▶ _WORK REQUEST_
The response must restate the data exactly, with nothing left out.

Data extracted from a collection:
########################################

PR #502, opened 2022-02-04
use systick-monotonic

### LINKED ISSUE #501: use `systick-monotonic`
I made https://github.com/rtic-rs/dwt-systick-monotonic/pull/6 and tested on fls (just for the RTIC monotonic, not the SystemTimer Clock for NAL etc).
But I think we should just use `systick-monotonic` at 1 kHz (which also works fine). wrapping `monotonics::now().ticks()` might be all we need for `Clock`.
https://github.com/rtic-rs/systick-monotonic

jordens:
Closes #501 

* [x] consolidate CPU frequency and Systick rate usage
* [x] Test


SingularitySurfer:
Here 
https://github.com/quartiq/stabilizer/blob/45ac73b252637fb6d9312925c896afdc4c1a3f9b/src/net/mod.rs#L64-L69
and here
https://github.com/quartiq/stabilizer/blob/45ac73b252637fb6d9312925c896afdc4c1a3f9b/src/net/telemetry.rs#L98-L101
the clock is missing in the docstring.

jordens:
bors try

SingularitySurfer:
Just noticed that here https://github.com/quartiq/stabilizer/blob/39f2133f6a803f3eaf9924c00a1116815aaf4af1/src/net/network_processor.rs#L22
the clock is there where it shouldn't be, even tho that's older code.

jordens:
bors try

src/hardware/mod.rs
```diff
@@ -44,17 +43,22 @@ const RX_DESRING_CNT: usize = 4;
...
-    system_timer::SystemTimer,
+    SystemTimer,
 >;
 
 pub type EthernetPhy = hal::ethernet::phy::LAN8742A<hal::ethernet::EthernetMAC>;
 
+/// System timer (RTIC Monotonic) tick frequency
+pub const HZ: u32 = 1_000;
+pub type Systick = systick_monotonic::Systick<HZ>;
+pub type SystemTimer = mono_clock::MonoClock<u32, HZ>;
```
ryan-summers, line 60:
```suggestion
pub const MONOTONIC_FREQUENCY: u32 = 1_000;
pub type Systick = systick_monotonic::Systick<MONOTONIC_FREQUENCY>;
pub type SystemTimer = mono_clock::MonoClock<u32, MONOTONIC_FREQUENCY>;
```

I'm not a fan of just `HZ` due to its vagueness

src/hardware/setup.rs
```diff
@@ -255,24 +258,19 @@ pub fn setup(
...
-    {
-        let tim15 =
-            device
-                .TIM15
-                .timer(10.khz(), ccdr.peripheral.TIM15, &ccdr.clocks);
-        system_timer::SystemTimer::initialize(tim15);
-    }
+    let systick = Systick::new(core.SYST, ccdr.clocks.sysclk().0);
+
+    core.SCB.enable_icache();
```
ryan-summers, line 273: Is there any particular reason we're enabling the ICACHE earlier? Just to speed up INIT? If there's an important reason, we should document it. Otherwise, this is fine.

src/hardware/setup.rs
```diff
@@ -761,10 +767,7 @@ pub fn setup(
             data
         };
 
-        let mut stack = smoltcp_nal::NetworkStack::new(
-            interface,
-            system_timer::SystemTimer::default(),
-        );
+        let mut stack = smoltcp_nal::NetworkStack::new(interface, clock);
```
ryan-summers, line 770: I'm not a fan of constructing the clock just to pass it in here. Could we construct the clock locally?

I dislike having to construct the `clock` externally and passing it in - it's just a strange API.

```rust
let clock = SystemTimer::new(|| crate::app::monotonics::now().ticks() as u32);
```
Not sure if that will work though.

src/bin/dual-iir.rs
```diff
@@ -243,21 +254,25 @@ mod app {
...
         local.dacs.0.start();
         local.dacs.1.start();
 
-        // Start sampling ADCs.
-        stabilizer.adc_dac_timer.start();
+        // Spawn a settings update for default settings.
+        settings_update::spawn().unwrap();
+        telemetry::spawn().unwrap();
+        ethernet_link::spawn().unwrap();
+        start::spawn_after(100.millis()).unwrap();
```
ryan-summers, line 267: Any reason why we need to start the ADC sampling timer so late? Is it the `init::Monotonics` construction? If so, we can perform that call before starting the timer. I dislike having this additional complexity.

ryan-summers (changes requested):

src/hardware/setup.rs
jordens: It moved around a couple times. No particular reason. It should just be after the ITCM load.

src/hardware/setup.rs
jordens: Doesn't work because the binaries are not part of the library crate.

src/bin/dual-iir.rs
jordens: That and a lot of other things I tried all didn't help. I assume it's some unfortunate sideffect of the other tasks being scheduled all at once here and the copious `interrupt::free` that the timer queue does, and maybe cold caches plus the increased timer ISR frequency as well. I couldn't figure it out immediately without instrumenting and tracing the entire init to idle transition.
A nice project would be to try `rtic-scope` on this. That would provide a lot of insight into the underlying timing of the various timers and delays in that area.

########################################

▶ _TASK RESULT_
PR #502, opened 2022-02-04
use systick-monotonic

### LINKED ISSUE #501: use `systick-monotonic`
I made https://github.com/rtic-rs/dwt-systick-monotonic/pull/6 and tested on fls (just for the RTIC monotonic, not the SystemTimer Clock for NAL etc).
But I think we should just use `systick-monotonic` at 1 kHz (which also works fine). wrapping `monotonics::now().ticks()` might be all we need for `Clock`.
https://github.com/rtic-rs/systick-monotonic

jordens:
Closes #501 

* [x] consolidate CPU frequency and Systick rate usage
* [x] Test


SingularitySurfer:
Here 
https://github.com/quartiq/stabilizer/blob/45ac73b252637fb6d9312925c896afdc4c1a3f9b/src/net/mod.rs#L64-L69
and here
https://github.com/quartiq/stabilizer/blob/45ac73b252637fb6d9312925c896afdc4c1a3f9b/src/net/telemetry.rs#L98-L101
the clock is missing in the docstring.

jordens:
bors try

SingularitySurfer:
Just noticed that here https://github.com/quartiq/stabilizer/blob/39f2133f6a803f3eaf9924c00a1116815aaf4af1/src/net/network_processor.rs#L22
the clock is there where it shouldn't be, even tho that's older code.

jordens:
bors try

src/hardware/mod.rs
```diff
@@ -44,17 +43,22 @@ const RX_DESRING_CNT: usize = 4;
...
-    system_timer::SystemTimer,
+    SystemTimer,
 >;
 
 pub type EthernetPhy = hal::ethernet::phy::LAN8742A<hal::ethernet::EthernetMAC>;
 
+/// System timer (RTIC Monotonic) tick frequency
+pub const HZ: u32 = 1_000;
+pub type Systick = systick_monotonic::Systick<HZ>;
+pub type SystemTimer = mono_clock::MonoClock<u32, HZ>;
```
ryan-summers, line 60:
```suggestion
pub const MONOTONIC_FREQUENCY: u32 = 1_000;
pub type Systick = systick_monotonic::Systick<MONOTONIC_FREQUENCY>;
pub type SystemTimer = mono_clock::MonoClock<u32, MONOTONIC_FREQUENCY>;
```

I'm not a fan of just `HZ` due to its vagueness

src/hardware/setup.rs
```diff
@@ -255,24 +258,19 @@ pub fn setup(
...
-    {
-        let tim15 =
-            device
-                .TIM15
-                .timer(10.khz(), ccdr.peripheral.TIM15, &ccdr.clocks);
-        system_timer::SystemTimer::initialize(tim15);
-    }
+    let systick = Systick::new(core.SYST, ccdr.clocks.sysclk().0);
+
+    core.SCB.enable_icache();
```
ryan-summers, line 273: Is there any particular reason we're enabling the ICACHE earlier? Just to speed up INIT? If there's an important reason, we should document it. Otherwise, this is fine.

src/hardware/setup.rs
```diff
@@ -761,10 +767,7 @@ pub fn setup(
             data
         };
 
-        let mut stack = smoltcp_nal::NetworkStack::new(
-            interface,
-            system_timer::SystemTimer::default(),
-        );
+        let mut stack = smoltcp_nal::NetworkStack::new(interface, clock);
```
ryan-summers, line 770: I'm not a fan of constructing the clock just to pass it in here. Could we construct the clock locally?

I dislike having to construct the `clock` externally and passing it in - it's just a strange API.

```rust
let clock = SystemTimer::new(|| crate::app::monotonics::now().ticks() as u32);
```
Not sure if that will work though.

src/bin/dual-iir.rs
```diff
@@ -243,21 +254,25 @@ mod app {
...
         local.dacs.0.start();
         local.dacs.1.start();
 
-        // Start sampling ADCs.
-        stabilizer.adc_dac_timer.start();
+        // Spawn a settings update for default settings.
+        settings_update::spawn().unwrap();
+        telemetry::spawn().unwrap();
+        ethernet_link::spawn().unwrap();
+        start::spawn_after(100.millis()).unwrap();
```
ryan-summers, line 267: Any reason why we need to start the ADC sampling timer so late? Is it the `init::Monotonics` construction? If so, we can perform that call before starting the timer. I dislike having this additional complexity.

ryan-summers (changes requested):

src/hardware/setup.rs
jordens: It moved around a couple times. No particular reason. It should just be after the ITCM load.

src/hardware/setup.rs
jordens: Doesn't work because the binaries are not part of the library crate.

src/bin/dual-iir.rs
jordens: That and a lot of other things I tried all didn't help. I assume it's some unfortunate sideffect of the other tasks being scheduled all at once here and the copious `interrupt::free` that the timer queue does, and maybe cold caches plus the increased timer ISR frequency as well. I couldn't figure it out immediately without instrumenting and tracing the entire init to idle transition.
A nice project would be to try `rtic-scope` on this. That would provide a lot of insight into the underlying timing of the various timers and delays in that area.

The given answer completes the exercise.